• INFORMATION PROVIDED:
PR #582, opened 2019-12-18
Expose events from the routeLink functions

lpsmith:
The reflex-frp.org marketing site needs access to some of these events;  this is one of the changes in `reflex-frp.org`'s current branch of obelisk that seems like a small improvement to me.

• THE TASK: Please transcribe the listing in full. Keep each line exact.

• ANSWER SPACE:
PR #582, opened 2019-12-18
Expose events from the routeLink functions

lpsmith:
The reflex-frp.org marketing site needs access to some of these events;  this is one of the changes in `reflex-frp.org`'s current branch of obelisk that seems like a small improvement to me.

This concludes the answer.